Available data
PR #1899, opened 2017-10-30
X86 fastcall convention support

0dvictor:
Introducing a new linkage TR_FastCall. It is mapped to the following calling convention in each platform:
64-bit Linux: System V AMD64 ABI (same as TR_System)
64-bit Windows: Microsoft x64 calling convention (same as TR_System)
32-bit Linux: fastcall with sseregparm
32-bit Windows: fastcall

### DIFF
--- a/compiler/x/amd64/codegen/AMD64FastCallConfig.hpp
+++ b/compiler/x/amd64/codegen/AMD64FastCallConfig.hpp
@@ -1,0 +1,110 @@
+/*******************************************************************************
+ * Copyright (c) 2000, 2018 IBM Corp. and others
+ *
+ * This program and the accompanying materials are made available under
+ * the terms of the Eclipse Public License 2.0 which accompanies this
+ * distribution and is available at http://eclipse.org/legal/epl-2.0
+ * or the Apache License, Version 2.0 which accompanies this distribution
+ * and is available at https://www.apache.org/licenses/LICENSE-2.0.
+ *
+ * This Source Code may also be made available under the following Secondary
+ * Licenses when the conditions for such availability set forth in the
+ * Eclipse Public License, v. 2.0 are satisfied: GNU General Public License,
+ * version 2 with the GNU Classpath Exception [1] and GNU General Public
+ * License, version 2 with the OpenJDK Assembly Exception [2].
+ *
+ * [1] https://www.gnu.org/software/classpath/license.html
+ * [2] http://openjdk.java.net/legal/assembly-exception.html
+ *
+ * SPDX-License-Identifier: EPL-2.0 OR Apache-2.0 OR GPL-2.0 WITH Classpath-exception-2.0 OR LicenseRef-GPL-2.0 WITH Assembly-exception
+ *******************************************************************************/
+
+#include "codegen/X86FastCallLinkage.hpp"
+
+// Windows: Microsoft x64 calling convention
+// Linux:   System V AMD64 ABI.
+
+const TR::RealRegister::RegNum TR::X86FastCallCallSite::IntParamRegisters[] =
+   {
+#ifdef WINDOWS
+   TR::RealRegister::ecx,
+   TR::RealRegister::edx,
+#else
+   TR::RealRegister::edi,
+   TR::RealRegister::esi,
+   TR::RealRegister::edx,
+   TR::RealRegister::ecx,
+#endif
+   TR::RealRegister::r8,
+   TR::RealRegister::r9,
+   };
+
+const TR::RealRegister::RegNum TR::X86FastCallCallSite::FloatParamRegisters[] =
+   {
+   TR::RealRegister::xmm0,
+   TR::RealRegister::xmm1,
+   TR::RealRegister::xmm2,
+   TR::RealRegister::xmm3,
+#ifndef WINDOWS
+   TR::RealRegister::xmm4,
+   TR::RealRegister::xmm5,
+   TR::RealRegister::xmm6,
+   TR::RealRegister::xmm7,
+#endif
+   };
+
+const TR::RealRegister::RegNum TR::X86FastCallCallSite::CallerSavedRegisters[] =
+   {
+   TR::RealRegister::eax,
+   TR::RealRegister::ecx,
+   TR::RealRegister::edx,
+#ifndef WINDOWS
+   TR::RealRegister::edi,
+   TR::RealRegister::esi,
+#endif
+   TR::RealRegister::r8,
+   TR::RealRegister::r9,
+   TR::RealRegister::r10,
+   TR::RealRegister::r11,
+   TR::RealRegister::xmm0,
+   TR::RealRegister::xmm1,
+   TR::RealRegister::xmm2,
+   TR::RealRegister::xmm3,
+   TR::RealRegister::xmm4,
+   TR::RealRegister::xmm5,
+   TR::RealRegister::xmm6,
+   TR::RealRegister::xmm7,
+   TR::RealRegister::xmm8,
+   TR::RealRegister::xmm9,
+   TR::RealRegister::xmm10,
+   TR::RealRegister::xmm11,
+   TR::RealRegister::xmm12,
+   TR::RealRegister::xmm13,
+   TR::RealRegister::xmm14,
+   TR::RealRegister::xmm15,
+   };
+
+const TR::RealRegister::RegNum TR::X86FastCallCallSite::CalleeSavedRegisters[] =
+   {
+   TR::RealRegister::ebx,
+#ifdef WINDOWS
+   TR::RealRegister::edi,
+   TR::RealRegister::esi,
+#endif
+   TR::RealRegister::ebp,
+   TR::RealRegister::esp,
+   TR::RealRegister::r12,
+   TR::RealRegister::r13,
+   TR::RealRegister::r14,
+   TR::RealRegister::r15,
+   };
+
+const bool   TR::X86FastCallCallSite::CalleeCleanup = false;
+const size_t TR::X86FastCallCallSite::StackSlotSize = 8;
+
+// Windows X86-64 requires caller reserves shadow space for parameters passed via registers
+#ifdef WINDOWS
+const bool TR::X86FastCallCallSite::RegisterParameterShadowOnStack = true;
+#else
+const bool TR::X86FastCallCallSite::RegisterParameterShadowOnStack = false;
+#endif
--- a/compiler/x/codegen/RealRegisterManager.hpp
+++ b/compiler/x/codegen/RealRegisterManager.hpp
@@ -1,0 +1,87 @@
+/*******************************************************************************
+ * Copyright (c) 2000, 2018 IBM Corp. and others
+ *
+ * This program and the accompanying materials are made available under
+ * the terms of the Eclipse Public License 2.0 which accompanies this
+ * distribution and is available at http://eclipse.org/legal/epl-2.0
+ * or the Apache License, Version 2.0 which accompanies this distribution
+ * and is available at https://www.apache.org/licenses/LICENSE-2.0.
+ *
+ * This Source Code may also be made available under the following Secondary
+ * Licenses when the conditions for such availability set forth in the
+ * Eclipse Public License, v. 2.0 are satisfied: GNU General Public License,
+ * version 2 with the GNU Classpath Exception [1] and GNU General Public
+ * License, version 2 with the OpenJDK Assembly Exception [2].
+ *
+ * [1] https://www.gnu.org/software/classpath/license.html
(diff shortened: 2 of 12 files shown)


0xdaryl:
FYI...  @mgaudet is working on extern call support with a user-specified linkage in Tril (#1910) that should make creating unit test cases to exercise this kind of code relatively straightforward.  I would like to see some unit test cases written with it once its ready.

mgaudet:
So, given the linkage convention enum is shared across architectures, is there a particular expectation for `TR_Fastcall` linkage? Or is just a linkage expected to be 'faster' than the default linkage? Would aliasing this to `TR_SystemLinkage` break expectations? 

A naming aside: Not being a linkage expert, squinting, it seems like this code is more trying to implement something similar to the [Microsoft vectorcall linkage](https://en.wikipedia.org/wiki/X86_calling_conventions#Microsoft_vectorcall), rather than fast call.

compiler/x/codegen/RealRegisterManager.hpp
```diff
@@ -0,0 +1,91 @@
+/*******************************************************************************
+ * Copyright (c) 2000, 2017 IBM Corp. and others
```
fjeremic: This looks like a new file. The initial copyright date seems incorrect. Similarly elsewhere in this PR.

compiler/x/codegen/RealRegisterManager.hpp
```diff
@@ -0,0 +1,91 @@
...
+      for (uint8_t i = (uint8_t)TR::RealRegister::NoReg; i < (uint8_t)TR::RealRegister::NumRegisters; i++)
+         {
+         if (_Registers[i] != NULL)
+            {
+            _cg->stopUsingRegister(_Registers[i]);
+            }
+         }
+      }
+   // Find or allocate a virtual register which is bind to the given real register
+   TR::Register* Use(TR::RealRegister::RegNum RealRegister)
```
fjeremic: `Use` seems to be orthogonal to the camelCase naming convention used throughout the entire compiler. Similarly for `BuildRegisterDependencyConditions`, `NumberOfRegistersInUse`, etc. We should try to stay consistent if possible.

0dvictor:
The implementation is actually gcc's `fastcall` with `sseregparm`, which is slightly different from Microsoft's `vectorcall`. `vectorcall` is only supported by MSVS 2013 or newer; however OMR is required to support MSVS 2010.
Linkages on X86-32 is such a complicated topic. There are too many choices and none of them is the standard. For OMR, `TR_System` is mapped to `cdecl`, which is used by Linux APIs and Microsoft's MSVCRT. `cdecl` requires floating point return value being passed by X87 register ST(0) even if both caller and callee use only SSE/AVX. Therefore I'm proposing OMR to adopt `fastcall` with `sseregparam`, to avoid the cost of unnecessary value movements between SSE/AVX and X87, for OMR's internal calls and helper calls.
On X86-64, `TR_FastCall` is identical to `TR_System`, and I'm expecting they are identical on ARM, Power, and Z.

compiler/x/codegen/RealRegisterManager.hpp
0dvictor: Thanks for pointing it out, it has been updated.

compiler/x/codegen/RealRegisterManager.hpp
0dvictor: Sure, I've updated them.

compiler/x/amd64/codegen/AMD64FastCallConfig.hpp
```diff
@@ -0,0 +1,111 @@
+/*******************************************************************************
+ * Copyright (c) 2000, 2017 IBM Corp. and others
```
mstoodle: Are these files marked as copyright 2000 because they contain excerpts from other files that have copyright 2000?

mstoodle:
@0xdaryl @0dvictor #1910 was merged a while back. Is the expectation now that tril unit tests should be written to test this fastcall linkage before this PR is merged?

compiler/x/amd64/codegen/AMD64FastCallConfig.hpp
0dvictor: Thank you for point it out. In this case, it was a mistake; X86FastCallLinkage.hpp and X86FastCallLinkage.cpp contain modified code from OpenJ9, which have copyright 2000.

0dvictor: Updated.

mstoodle:
This PR blocks another PR at OpenJ9 and they've both been open for several months without much recent documented progress. Would you please outline the plan here @0dvictor @andrewcraik ?

0dvictor:
The functional change is ready; however, its related tests are not there yet. I don't know whether we should wait for the tests or get this in first.

mstoodle:
So, I guess one on-point question: can you explain what you've done to verify that the functional implementation is correct?

0dvictor:
I have test the functionalities with https://github.com/eclipse/openj9/pull/477 . The combination passed all IBM's internal Java tests.

0dvictor:
I've created some sanity tests using ones for system linkage as template. Note that tril based OMR tests do not cover all code paths of fastcall linkage. It may or may not be a limitation that tril based OMR tests always generate a caller-callee pair such that their addresses are more than 2G apart. Therefore, these tests only exercise the path that a trampoline is used. Fortunately, OpenJ9 always exercises the other path that caller and callee are less than 2G apart. I hope by tests on both OMR and OpenJ9 side, it can be confidence that this PR is correct and good to go.

compiler/x/codegen/X86FastCallLinkage.cpp
```diff
@@ -0,0 +1,240 @@
...
+   // Build parameters, parameters in _Params are Right-to-Left (RTL)
+   TR::Register* IntParams[NumberOfIntParamRegisters] = {};
+   TR::Register* FloatParams[NumberOfFloatParamRegisters] = {};
+   TR_Stack<TR::Register*> StackParams(cg()->trMemory());
+
+   size_t IntParamIndex = 0;
+#ifndef WINDOWS
+   size_t FloatParamIndex = 0;
+#else
+   auto& FloatParamIndex = IntParamIndex;
```
mstoodle: I'm not a big fan of this construct. While it moves the #ifdef out of the loop, it makes that loop code somewhat harder to understand (the parameter indices could be the same variable or not, depending on the platform). This is an example where I think I'd actually prefer to see the #ifdef code inside the loop (gasp! I know...)

compiler/x/codegen/X86FastCallLinkage.hpp
```diff
@@ -0,0 +1,132 @@
...
+ * Secondary Licenses when the conditions for such availability set
+ * forth in the Eclipse Public License, v. 2.0 are satisfied: GNU
+ * General Public License, version 2 with the GNU Classpath
+ * Exception [1] and GNU General Public License, version 2 with the
+ * OpenJDK Assembly Exception [2].
+ *
+ * [1] https://www.gnu.org/software/classpath/license.html
+ * [2] http://openjdk.java.net/legal/assembly-exception.html
+ *
+ * SPDX-License-Identifier: EPL-2.0 OR Apache-2.0
```
mstoodle: another out of date SPDX identifier.

compiler/x/codegen/X86FastCallLinkage.hpp
```diff
@@ -0,0 +1,132 @@
...
+#include "codegen/Linkage.hpp"
+#include "env/jittypes.h"
+
+namespace TR { class CodeGenerator; }
+namespace TR { class Instruction; }
+namespace TR { class LabelSymbol; }
+namespace TR { class Node; }
+namespace TR { class RegisterDependencyConditions; }
+
+#define IMCOMPLETELINKAGE  "This class is only used to generate call-out sequence but no call-in sequence, so it is not used as a complete linkage."
```
mstoodle: typo: INCOMPLETELINKAGE (note second letter)

compiler/x/i386/codegen/IA32FastCallConfig.hpp
```diff
@@ -0,0 +1,69 @@
...
+ * Secondary Licenses when the conditions for such availability set
+ * forth in the Eclipse Public License, v. 2.0 are satisfied: GNU
+ * General Public License, version 2 with the GNU Classpath
+ * Exception [1] and GNU General Public License, version 2 with the
+ * OpenJDK Assembly Exception [2].
+ *
+ * [1] https://www.gnu.org/software/classpath/license.html
+ * [2] http://openjdk.java.net/legal/assembly-exception.html
+ *
+ * SPDX-License-Identifier: EPL-2.0 OR Apache-2.0
```
mstoodle: yup, another SPDX id needs to be updated :)

mstoodle:
@0dvictor what do you think about changing that remaining loop structure?

mstoodle:
I can see what you're saying. I'm just not sure (as a "reader" of that code) that I agree. 
But I'm not sure I feel strongly enough about it to require you to change it. At the very least, an informative comment is warranted.

I'll defer to a second opinion from @0xdaryl on whether he thinks this variable aliasing for the Windows platform is better or worse than putting the #ifdef inside the loop (or maybe he'll suggest a third option for even more fun).

mstoodle:
Ping to @0xdaryl for his opinion :)

andrewcraik:
@0dvictor, @0xdaryl and @mstoodle this looks to have gone stale - do we know what the next steps are?

mstoodle:
Still marked as WIP @0dvictor what do you think of closing this PR and then we can look at it with fresh eyes once ready for merging (though I'd still like to see a review from @0xdaryl who's currently on vacation).

mstoodle:
Thanks @0dvictor please @ ping me when the PR is ready.

0dvictor:
@mstoodle FYI, this changeset has been rebased and re-verified.

compiler/x/codegen/X86FastCallLinkage.cpp
mstoodle: I am still not a huge fan, but I can't argue that it doesn't match how the Windows ABI maps registers. I'll withdraw the opinion as not important enough to block the change.

mstoodle:
genie-omr build all

0dvictor:
For sure, I'll update the commit message to the following once tests pass:

Introducing a new linkage TR_FastCall. It is mapped to the following calling convention in each platform:
64-bit Linux: System V AMD64 ABI (same as TR_System)
64-bit Windows: Microsoft x64 calling convention (same as TR_System)
32-bit Linux: fastcall with sseregparm
32-bit Windows: fastcall

mstoodle:
@0dvictor looks like a possibly valid failure ...

0dvictor:
The failure occurred at the trampoline to call an address that not fit into a 32-bit RIP relative. It is never used in downstream projects that I run all tests, and did not occur in my local OMR sanity test. It has been fixed.

0dvictor:
@mstoodle do you mind take a look at the updated change?

mstoodle:
genie-omr build all

mstoodle:
I'm ok with the commits as they are, but I'm not the x86 expert. @0xdaryl would you please review the x86 details of this change?

0xdaryl:
I am aiming to give this a comprehensive review by EOW.

mstoodle:
Still pondering @0xdaryl :) ?

Leonardo2718:
ping @0xdaryl

Leonardo2718:
@0dvictor there seem to be a few merge conflicts that need to be resolved.

0dvictor:
The conflicts have been resolved.

Leonardo2718:
Seems like `getX86RealRegister` is being used instead of `getRealRegister`. An artefact of merge conflict resolution?

0dvictor:
Good catch, fixed.

Leonardo2718:
@genie-omr build all

0xdaryl:
My principal concerns with this PR are that it's being done in a different way than how the other linkages are implemented and introduces a subtly different coding style than found in other parts of the x86 code generator (or the compiler for that matter).  For instance, this implementation does not use the LinkageProperties structure to describe the registers.  While I do think the LinkageProperties needs an overhaul (it's about to celebrate its 20th birthday!), I'm not convinced that the solution proposed in this PR is entirely the way to go (I do like some of the ideas though), and I am hesitant to introduce another design variant into the codebase without a plan to bring all linkages to use a common design (not just x86, but across all platforms).  I will ultimately be creating an issue to revisit the LinkageProperties design as part of #2082.

While my concerns could be addressed in this PR, given that the author is no longer actively involved in the project and is unlikely to make progress with moving this PR along, I am closing it.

Action item
I need each line from the listing where the word "include" occurs.

Answer box
+#include "codegen/X86FastCallLinkage.hpp"
+#include "codegen/Linkage.hpp"
+#include "env/jittypes.h"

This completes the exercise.